The White House plans to push Congress to retool the nation's air quality laws early next year, according to administration and industry officials.
The move has alarmed environmentalists, who fear that President Bush's "Clear Skies" proposal -- which has not moved in Congress since he unveiled it in 2002 -- would undercut existing federal standards more than the administration's pending plan to revise pollution controls through regulation.
Over the weekend, administration officials told Environmental Protection Agency Administrator Mike Leavitt to delay issuing the Clean Air Interstate Rule, a proposal to reduce emissions of nitrogen oxide and sulfur dioxide in 28 states that either fail to meet national air quality standards or produce pollution that ends up in other states. Leavitt, whom Bush chose yesterday to head the Department of Health and Human Services, had promised to issue the rules this month, with the goal of cutting nitrogen oxide and sulfur dioxide pollution by 70 percent sometime after 2015.
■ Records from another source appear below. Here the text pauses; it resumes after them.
PR #6, opened 2020-03-26
Remove dependency on PolygonLib and GPC

shr-project:
* the triangulation algoritm used by shapely is different
  from GPC, but if we remove the triangles which cover the
  holes, then both tests pass and it might work without
  any extra library needed.

Signed-off-by: Martin Jansa <martin.jansa@lge.com>

### DIFF
--- a/src/scenic/core/geometry.py
+++ b/src/scenic/core/geometry.py
@@ -8,7 +8,7 @@ import itertools
 import numpy as np
 import shapely.geometry
 import shapely.ops
-import Polygon as PolygonLib	# TODO remove dependency (see triangulatePolygon)
+import pypoly2tri
 
 from scenic.core.distributions import (needsSampling, distributionFunction,
                                        monotonicDistributionFunction)
@@ -172,20 +172,20 @@ def cleanChain(chain, tolerance, angleTolerance=0.008):
 	return newChain
 
 def triangulatePolygon(polygon):
-	# TODO replace with another library!
-	# N.B. can't use shapely.ops.triangulate since it doesn't respect edges
-	poly = PolygonLib.Polygon(polygon.exterior.coords)
-	for interior in polygon.interiors:
-		poly.addContour(interior.coords, True)
-	tristrips = poly.triStrip()
-	triangles = []
-	for strip in tristrips:
-		a, b = strip[:2]
-		for c in strip[2:]:
-			tri = shapely.geometry.Polygon((a, b, c))
-			triangles.append(tri)
-			a = b
-			b = c
+	polyline = []
+	for c in polygon.exterior.coords[:-1]:
+		polyline.append(pypoly2tri.shapes.Point(c[0],c[1]))
+	cdt = pypoly2tri.cdt.CDT(polyline)
+	polyline = []
+	for i in polygon.interiors:
+		for c in i.coords[:-1]:
+			polyline.append(pypoly2tri.shapes.Point(c[0],c[1]))
+		cdt.AddHole(polyline)
+	triangles = list()
+	cdt.Triangulate()
+
+	for t in cdt.GetTriangles():
+		triangles.append(shapely.geometry.Polygon([(t.GetPoint(0).toTuple()), (t.GetPoint(1).toTuple()), (t.GetPoint(2).toTuple())]))
 	return triangles
 
 def plotPolygon(polygon, plt, style='r-'):
--- a/src/scenic/core/geometry.py
+++ b/src/scenic/core/geometry.py
@@ -176,16 +176,20 @@ def triangulatePolygon(polygon):
 	for c in polygon.exterior.coords[:-1]:
 		polyline.append(pypoly2tri.shapes.Point(c[0],c[1]))
 	cdt = pypoly2tri.cdt.CDT(polyline)
-	polyline = []
 	for i in polygon.interiors:
+		polyline = []
 		for c in i.coords[:-1]:
 			polyline.append(pypoly2tri.shapes.Point(c[0],c[1]))
 		cdt.AddHole(polyline)
-	triangles = list()
 	cdt.Triangulate()
 
+	triangles = list()
 	for t in cdt.GetTriangles():
-		triangles.append(shapely.geometry.Polygon([(t.GetPoint(0).toTuple()), (t.GetPoint(1).toTuple()), (t.GetPoint(2).toTuple())]))
+		triangles.append(shapely.geometry.Polygon([
+			t.GetPoint(0).toTuple(),
+			t.GetPoint(1).toTuple(),
+			t.GetPoint(2).toTuple()
+		]))
 	return triangles
 
 def plotPolygon(polygon, plt, style='r-'):
--- a/README.md
+++ b/README.md
@@ -78,6 +78,4 @@ The models are:
 
 ## License
 
-Scenic is distributed under the 3-Clause BSD License. However, it currently uses the [GPC library](http://www.cs.man.ac.uk/~toby/alan/software/) (through the [Polygon3](https://pypi.org/project/Polygon3/) package), which is free only for non-commercial use.
-GPC is used only in the `triangulatePolygon` function in `scenic.core.geometry`, and you can alternatively plug in any algorithm of your choice for triangulation of polygons with holes.
-We plan to replace GPC with a BSD-compatible library in the near future.
+Scenic is distributed under the 3-Clause BSD License.
--- a/setup.py
+++ b/setup.py
@@ -15,7 +15,7 @@ setup(name='scenic',
           'opencv-python',
           'pillow',
           'shapely', # had to separately install via conda install shapely
-          'Polygon3',
+          'pypoly2tri',
       ],
       extras_require={
         'pyproj': ['pyproj'], # issue on Windows with Anaconda
--- a/tests/core/test_geometry.py
+++ b/tests/core/test_geometry.py
@@ -14,8 +14,8 @@ def checkTriangulation(poly, prec=1e-6):
     assert all(t.difference(poly).area == pytest.approx(0, abs=prec) for t in tris)
     # check triangles are (nearly) disjoint
     for i, t1 in enumerate(tris[:-1]):
-        t2 = tris[i+1]
-        assert (t1 & t2).area == pytest.approx(0, abs=prec)
+        for t2 in tris[i+1:]:
+            assert (t1 & t2).area == pytest.approx(0, abs=prec)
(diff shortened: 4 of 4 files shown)


shr-project:
The triangles are different as shown in:
https://github.com/shr-project/Scenic/blob/gpc-svg/triangulation-polygonlib-gpc-vatti.svg
https://github.com/shr-project/Scenic/blob/gpc-svg/triangulation-shapely-geos-delaunay.svg
but both test cases work and the results match with the description I got, please check if it is good enough for Scenic or let me know which cases don't work with this (or even better extend tests/core/test_geometry.py to cover cases like that as well)

dfremont:
Thanks for this, Martin! Your approach indeed works for the polygon I used in my test, but unfortunately doesn't work in general. I've added a new test using the following counterexample:

delaunay_cex

As you can see, one of the edges of the Delaunay point set triangulation (as computed by Shapely) passes through the red hole in the center, so you can't just remove some triangles to get a valid triangulation for the original polygon. If you were using a library for *constrained* Delaunay triangulation then you could exclude the hole, as we need. I hadn't really looked into this before since we don't care about the Delaunay property (and it's typically faster to find any old triangulation than a Delaunay one), but looking quickly, there seem to be existing Python libraries for constrained Delaunay triangulations. [Here's one](https://pypi.org/project/tri/) that uses an MIT license, although it's for Python 2.

(By the way, in the process of adding the new test I discovered that I'd forgotten to harden one of the triangulation assertions against roundoff error, so thanks again!)

shr-project:
Hi Daniel, thanks for information, I'll go back to testing these other libraries. Steve Lemke pointed me to poly2tri before, I've found few more versions of the same, here is what I've found:

The linked https://github.com/greenm01/poly2tri (last updated 7 years ago) isn't compatible with python3 (pip3 install poly2tri fails as well).

I've updated it to be compatible with python3 in https://github.com/shr-project/poly2tri/tree/py3 , but there seems to be better starting point in:
https://github.com/davidcarne/poly2tri.python (last updated 5 years ago)
which should be compatible with python3 already, only tests needed to be updated for Python 3.8:
https://github.com/shr-project/poly2tri.python/tree/py3

There is also
https://github.com/popupcad/pypoly2tri (last updated 11 months ago)
which is most recent, but the lack of any description doesn't help much.

I'll check how they work with the new test case and how to integrate them if they work correctly.

shr-project:
I've tested the poly2tri implementation from
https://github.com/shr-project/poly2tri.python/tree/py3
and it works better with the new test case, see:
https://github.com/shr-project/Scenic/blob/gpc-svg/triangulation-test3.svg
https://github.com/shr-project/Scenic/blob/gpc-svg/triangulation-test3-polygonlib-gpc-vatti.svg
https://github.com/shr-project/Scenic/blob/gpc-svg/triangulation-test3-shapely-geos-delaunay.svg
https://github.com/shr-project/Scenic/blob/gpc-svg/triangulation-test3-poly2tri.svg

But the precision of poly2tri isn't good enough for the current test case:
```
        # check union of triangles is (nearly) identical to poly
        union = shapely.ops.unary_union(tris)
>       assert poly.difference(union).area == pytest.approx(0)
E       assert 1.1920928910669204e-08 == 0 ± 1.0e-12
E        +  where 1.1920928910669204e-08 = <shapely.geometry.multipolygon.MultiPolygon object at 0x7f73312706d0>.area
E        +    where <shapely.geometry.multipolygon.MultiPolygon object at 0x7f73312706d0> = <bound method BaseGeometry.difference of <shapely.geometry.polygon.Polygon object at 0x7f7331270850>>(<shapely.geometry.polygon.Polygon object at 0x7f7331270820>)
E        +      where <bound method BaseGeometry.difference of <shapely.geometry.polygon.Polygon object at 0x7f7331270850>> = <shapely.geometry.polygon.Polygon object at 0x7f7331270850>.difference
E        +  and   0 ± 1.0e-12 = <function approx at 0x7f73d753ac10>(0)
E        +    where <function approx at 0x7f73d753ac10> = pytest.approx
```

If I increase the size of the polygon used in 3rd test case 10 times, then it passes the test, is this going to be an issue in typical use from Scenic, we can probably scale the polygons inside the triangulatePolygon call as needed. Should I update PR for poly2try for you to try or look at some other implementations first?

shr-project:
I see https://github.com/BerkeleyLearnVerify/Scenic/commit/237fdeb2be9ac2c25265c9f9aefba4d6b14bcf3d now, that was quick :)

dfremont:
We don't need that much precision - I just left the default `1.0e-12` precision since Shapely achieved it. I've changed the test to only require `1.0e-6` now: if poly2tri then passes the tests (without scaling), I can test it more thoroughly after you update the PR.

One question remaining is about the installation - I'd still like Scenic to be installable automatically using pip, but since you had to update poly2tri a bit, how would that work? Can we contact whoever is in charge of the PyPI package and try to get it updated? I suppose we could change _setup.py_ to refer directly to your GitHub repo, at least as a temporary measure.

shr-project:
Yes it passes with 1.0e-6 without scaling.

I've sent e-mail to the author and pypi maintainer, lets see if they reply. I've added you to Cc as well.

shr-project:
The undocumented pypoly2tri seems actually pretty good, it works with all 3 test cases without any precision issues and it's available OOTB in pypi.

The result is the same set of triangles as with poly3tri:
https://github.com/shr-project/Scenic/blob/gpc-svg/triangulation-test3-pypoly2tri.svg

I've updated this PR for pypoly2tri, let me know if it works for you now.

src/scenic/core/geometry.py
```diff
@@ -172,20 +172,20 @@ def cleanChain(chain, tolerance, angleTolerance=0.008):
...
-		for c in strip[2:]:
-			tri = shapely.geometry.Polygon((a, b, c))
-			triangles.append(tri)
-			a = b
-			b = c
+	polyline = []
+	for c in polygon.exterior.coords[:-1]:
+		polyline.append(pypoly2tri.shapes.Point(c[0],c[1]))
+	cdt = pypoly2tri.cdt.CDT(polyline)
+	polyline = []
```
dfremont: Needs to go inside loop

shr-project:
I've cherry-picked your fixes and new test case to the branch used in PR, let me know if you expected me to squash it instead.

shr-project:
With the new test from the shr-project/gpc branch from where I've cherry-picked your commit it fails for me:
```
============================================================================================================================== FAILURES ===============================================================================================================================
______________________________________________________________________________________________________________________ test_triangulation_holes _______________________________________________________________________________________________________________________

    def test_triangulation_holes():
        """An example with multiple holes."""
        p = shapely.geometry.Polygon(
            [(0,0), (0,3), (5,3), (5,0)],
            holes=[
                [(1,1), (1,2), (2,2), (2,1)],
                [(3,1), (3,2), (4,2), (4,1)],
            ]
        )
>       checkTriangulation(p)

tests/core/test_geometry.py:54: 
_ _ _ _ _ _ _ _ _ _ _ _ _ _ _ _ _ _ _ _ _ _ _ _ _ _ _ _ _ _ _ _ _ _ _ _ _ _ _ _ _ _ _ _ _ _ _ _ _ _ _ _ _ _ _ _ _ _ _ _ _ _ _ _ _ _ _ _ _ _ _ _ _ _ _ _ _ _ _ _ _ _ _ _ _ _ _ _ _ _ _ _ _ _ _ _ _ _ _ _ _ _ _ _ _ _ _ _ _ _ _ _ _ _ _ _ _ _ _ _ _ _ _ _ _ _ _ _ _ _ _ _
tests/core/test_geometry.py:9: in checkTriangulation
    tris = geometry.triangulatePolygon(poly)
/usr/local/lib/python3.8/dist-packages/scenic-1.0.0b2-py3.8.egg/scenic/core/geometry.py:188: in triangulatePolygon
    cdt.Triangulate()
/usr/local/lib/python3.8/dist-packages/pypoly2tri/cdt.py:25: in Triangulate
    self.sweep_.Triangulate(self.sweep_context_)
/usr/local/lib/python3.8/dist-packages/pypoly2tri/sweep.py:22: in Triangulate
    self.SweepPoints(tcx)
/usr/local/lib/python3.8/dist-packages/pypoly2tri/sweep.py:28: in SweepPoints
    node = self.PointEvent(tcx, point)
/usr/local/lib/python3.8/dist-packages/pypoly2tri/sweep.py:41: in PointEvent
    new_node = self.NewFrontTriangle(tcx, point, node)
/usr/local/lib/python3.8/dist-packages/pypoly2tri/sweep.py:101: in NewFrontTriangle
    triangle.MarkNeighbor(node.triangle)
/usr/local/lib/python3.8/dist-packages/pypoly2tri/shapes.py:131: in MarkNeighbor
    self.MarkNeighbor_t(*args)
_ _ _ _ _ _ _ _ _ _ _ _ _ _ _ _ _ _ _ _ _ _ _ _ _ _ _ _ _ _ _ _ _ _ _ _ _ _ _ _ _ _ _ _ _ _ _ _ _ _ _ _ _ _ _ _ _ _ _ _ _ _ _ _ _ _ _ _ _ _ _ _ _ _ _ _ _ _ _ _ _ _ _ _ _ _ _ _ _ _ _ _ _ _ _ _ _ _ _ _ _ _ _ _ _ _ _ _ _ _ _ _ _ _ _ _ _ _ _ _ _ _ _ _ _ _ _ _ _ _ _ _

self = <pypoly2tri.shapes.Triangle object at 0x7fcb6132b8e0>, t = <pypoly2tri.shapes.Triangle object at 0x7fcb6132b820>

    def MarkNeighbor_t(self, t):
        a = set(self.points_)
        b = set(t.points_)
>       aa = list(a - b)[0]
E       IndexError: list index out of range

/usr/local/lib/python3.8/dist-packages/pypoly2tri/shapes.py:122: IndexError
================================================================================================================= 1 failed, 3 passed in 0.58 seconds ==================================================================================================================
```

Do you have some other changes or was it somehow working for you?

dfremont:
Strange, that's the error I was getting before the fix. Are you sure you're on the right branch? I just extensively tested your updated PR and everything works, so I was about to merge it.

shr-project:
I'm sorry, haven't had enough coffee today... I was on the right branch, but didn't reinstall Scenic after cherry-picking your change, was just rerunning pytest (against older revision of Scenic).

It works for me as well, sorry for noise.

For the list of contributors I don't mind including the @lge.com e-mail. Or you can just mention "LG Electronics, Inc." as this contribution was sponsored by LGE company.

dfremont:
Okay, thanks again!

PR #10, opened 2020-11-11
Switch to LGSVL Dreamview submodule

shalinmehtalgsvl:
Currently the submodule is available in this preview branch https://github.com/lgsvl/PythonAPI/tree/preview

The branch may be deleted after our full public release, but the submodule will still remain a part of LGSVL

### DIFF
--- a/src/scenic/simulators/lgsvl/actions.py
+++ b/src/scenic/simulators/lgsvl/actions.py
@@ -52,9 +52,9 @@ class SetDestinationAction(Action):
 	def applyTo(self, obj, sim):
 		if self.timer == 0:
 			z = sim.groundElevationAt(self.dest)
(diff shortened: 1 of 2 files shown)


hadiTab:
FYI, The submodule is now part of master.

dfremont:
Thanks for this! I'm finally getting around to looking into this, and it does run with LGSVL 2020.06 (after fixing a few issues on the Scenic side), but I haven't been able to test fully because with the new Borregas Ave map Scenic always creates cars off the road. Have you been able to use that map? Is it possible the OpenDRIVE coordinate system no longer lines up with the LGSVL one?

dfremont:
This is now obsolete: Scenic uses the new API.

In March, the EPA expects to finalize proposed regulations to curb mercury emissions by 70 percent over the same time period.
Now Bush hopes to focus his attention on Congress, which has been deadlocked for years on the question of air quality. Bolstered by a larger Senate GOP majority, the administration is hoping it can pass legislation to establish a nationwide cap-and-trade system that would allow companies to buy and sell pollution credits.
James L. Connaughton, who chairs the White House Council on Environmental Quality, said passing Clear Skies represents one of Bush' s "top clean-air, clean-energy priorities for next year." Although the EPA will continue to work on new air quality rules, Connaughton said, the administration would prefer legislation because "it applies nationwide and will have greater overall reductions and benefits."
Electric utility operators, who are responsible for 22 percent of the nation's nitrogen oxide and 68 percent of its sulfur dioxide pollution, said yesterday that they prefer a legislative approach over a new set of federal rules.
"No set of regulations, no matter how well crafted, can provide the same degree of certainty for business and the environment as sensible legislation," said Thomas R. Kuhn, president of the Edison Electric Institute. "Unfortunately, any new regulations almost inevitably will be delayed by litigation, perpetuating uncertainty for power companies and hindering air quality improvements."
But several environmental advocates said the administration is undermining public health by delaying the interstate rule and pressing for legislation that, they said, would make it easier for companies to continue polluting. Clear Skies would represent the most sweeping changes in the Clean Air Act since 1990.
"The Clean Air Act is now under a great threat from Congress, and delaying the interstate rule will fuel the fire that Senate Environment and Public Works Committee Chairman James Inhofe is trying to light under Congress to go after the law," said Clean Air Watch President Frank O'Donnell, referring to the Oklahoma Republican.
In contrast to the "interstate" rule, which mainly affects states east of the Mississippi River and sets tighter controls on the two pollutants, the Clear Skies bill makes more sweeping changes to air quality enforcement and regulates mercury as well. The bill, which Inhofe hopes to put to a committee vote in February, would postpone deadlines for meeting public health standards on smog and fine-particle soot from 2009 to 2015 and would exempt affected smokestacks from "new source review" requirements that require plants to install stricter pollution controls when they upgrade their equipment.
Clear Skies still faces significant Democratic opposition: Sen. Patrick J. Leahy (D-Vt.), who serves on an Appropriations panel overseeing the EPA's budget, said in an interview that Clear Skies is "a polluting bill" that is worse than current law. Rep. Rick Boucher (D-Va.), the top Democrat on the House Energy and Commerce Committee's subcommittee on energy and air quality, said he would "think long and hard" about whether a cap-and-trade system is appropriate for regulating mercury and nitrogen oxide.
Sens. Thomas R. Carper (D-Del.) and James M. Jeffords (I-Vt.) have filed bills that would go further than Clear Skies by curbing carbon dioxide emissions and achieving steeper and faster reductions in the other three pollutants. Jeffords's bill would curb nitrogen oxide and sulfur dioxide pollution 75 percent by 2009, for example, while Carper's plan would obtain a 60 percent cut in the two pollutants by 2009.